13. What is Address Poisoning?

    A fraudster sends a microscopic amount of money (dust) from an address whose first and last characters are identical to the address you usually use. The purpose is for you to mistakenly copy their address from the transaction history in the next transfer.

14. ERC-2612 Is "Permit" safer than traditional "Approve"? "Permit" helps save gas because of off-chain signing, but it carries the risk of signature phishing. Hackers can trick you into signing a message that looks harmless but actually grants permission to withdraw money.

15. How many Wei is 1 ETH?

    In Smart Contract programming, the smallest unit is Wei. 1 ETH = 10^{18} Wei (1,000,000,000,000,000,000 Wei).
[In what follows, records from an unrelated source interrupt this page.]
PR #774, opened 2024-06-18
fix nonce error with remix dev server

zwhitchcox:
When running the dev server without a nonce, e.g. via `pnpm remix vite:dev -p 3000`, you currently get an error:

Screenshot 2024-06-18 at 12 44 22 PM

## Test Plan

Tested manually

## Checklist

- ~[ ] Tests updated~ See above
- ~[ ] Docs updated~ Not necessarily, just a bug fix

## Screenshots

See above


kentcdodds (approved):
Good catch. Thank you!

Issue #744, opened 2024-05-28
Sentry really slows down requests


aon:
I came into this issue with my own application based on epic-stack and reported it here https://github.com/remix-run/remix/issues/9396. I tried just now with epic-stack and the slowness is the same.

Steps to reproduce
- Build the app with all sentry env variables set
- Run the app
- Go to pages that have `loader` defined (e.g. the users notes)
- Experience 200/300ms of load time

If the app is then run without sentry env variables, the loading time is around 10/15ms as it should be for a local app.

Do you know what might be going on here? Is there some misconfiguration or is just the cost of using sentry? I have been battling this error for weeks and tried a lot of sentry configurations but I don't seem to have an answer.

kentcdodds:
There's definitely something wrong here. You may want to open an issue on sentry

kentcdodds:
Looks like the issue you opened on sentry is getting movement, so I'll close this here. Thanks!

PR #780, opened 2024-06-23
feat: update sentry

aon:
Update Sentry to latest version, following bug detected in https://github.com/epicweb-dev/epic-stack/issues/744 and bug reported (and fixed) in Sentry:

- https://github.com/getsentry/sentry-javascript/issues/12285

## Checklist

- [x] Tests updated
- [x] Docs updated


server/index.ts
```diff
@@ -19,9 +18,9 @@ const IS_PROD = MODE === 'production'
 const IS_DEV = MODE === 'development'
 const ALLOW_INDEXING = process.env.ALLOW_INDEXING !== 'false'
 
-const createRequestHandler = IS_PROD
-	? Sentry.wrapExpressCreateRequestHandler(_createRequestHandler)
-	: _createRequestHandler
+if (IS_PROD && process.env.SENTRY_DSN) {
+	import('../app/utils/monitoring.server.ts').then(({ init }) => init())
```
kentcdodds, line 22: This won't work when deployed because this file isn't bundled. Can we move the monitoring file to the server directory?

kentcdodds (changes requested):
Thank you!

server/index.ts
aon: Fixed!

kentcdodds (approved):
Solid. Thank you!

Always keep this number in mind when entering values ​​manually in the Write Contract tab.

Understanding the difference between Read and Write Contract is the strongest shield protecting you in the Web3 world. Tan Phat Digital recommends that users:

1. Always check the decimals of each type of token.

2. Prioritize limited approvals and periodically perform "Revoke".

3. Use Proxy testing tools to ensure sending commands to the correct address.

4. Calmly decode errors instead of increasing gas blindly.

5. Only interact with contracts that have been publicly verified (Verified).

Web3 brings financial autonomy but also requires corresponding personal responsibility. Hopefully the sharing from Tan Phat Digital will help you interact more safely and effectively on blockchain.